**Action item:**
Nothing in the records may be changed; reproduce all of them.

**Data under study:**
★ ★ ★

PR #3281, opened 2025-02-20
refactor(frontend): move Toggle component to Composition API + TS

Erb3:
**Toggle.vue**:
- Enable composition API and TS
- Added `disabled` to props
- Remove redundant `checked`
- Replace `modelValue` and `emits` with `defineModel` compiler macro

**Others**:
- Replace event handling and `model-value` with `v-model` where simple logic was used
  - Not `FeatureFlagSettings.vue` (contained custom code when receiving event)
  - Not `Mods.vue` (contained custom code when receiving event)
- Remove redundant `checked` attribute

### DIFF
--- a/apps/app-frontend/src/components/ui/instance_settings/WindowSettings.vue
+++ b/apps/app-frontend/src/components/ui/instance_settings/WindowSettings.vue
@@ -5,7 +5,7 @@ import { handleError } from '@/store/notifications'
 import { defineMessages, useVIntl } from '@vintl/vintl'
 import { get } from '@/helpers/settings'
 import { edit } from '@/helpers/profile'
-import type { InstanceSettingsTabProps, AppSettings } from '../../../helpers/types'
+import type { AppSettings, InstanceSettingsTabProps } from '../../../helpers/types'
 
 const { formatMessage } = useVIntl()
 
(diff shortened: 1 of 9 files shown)


apps/app-frontend/src/components/ui/instance_settings/WindowSettings.vue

★ ★ ★

**Exercise response:**
PR #3281, opened 2025-02-20
refactor(frontend): move Toggle component to Composition API + TS

Erb3:
**Toggle.vue**:
- Enable composition API and TS
- Added `disabled` to props
- Remove redundant `checked`
- Replace `modelValue` and `emits` with `defineModel` compiler macro

**Others**:
- Replace event handling and `model-value` with `v-model` where simple logic was used
  - Not `FeatureFlagSettings.vue` (contained custom code when receiving event)
  - Not `Mods.vue` (contained custom code when receiving event)
- Remove redundant `checked` attribute

### DIFF
--- a/apps/app-frontend/src/components/ui/instance_settings/WindowSettings.vue
+++ b/apps/app-frontend/src/components/ui/instance_settings/WindowSettings.vue
@@ -5,7 +5,7 @@ import { handleError } from '@/store/notifications'
 import { defineMessages, useVIntl } from '@vintl/vintl'
 import { get } from '@/helpers/settings'
 import { edit } from '@/helpers/profile'
-import type { InstanceSettingsTabProps, AppSettings } from '../../../helpers/types'
+import type { AppSettings, InstanceSettingsTabProps } from '../../../helpers/types'
 
 const { formatMessage } = useVIntl()
 
(diff shortened: 1 of 9 files shown)


apps/app-frontend/src/components/ui/instance_settings/WindowSettings.vue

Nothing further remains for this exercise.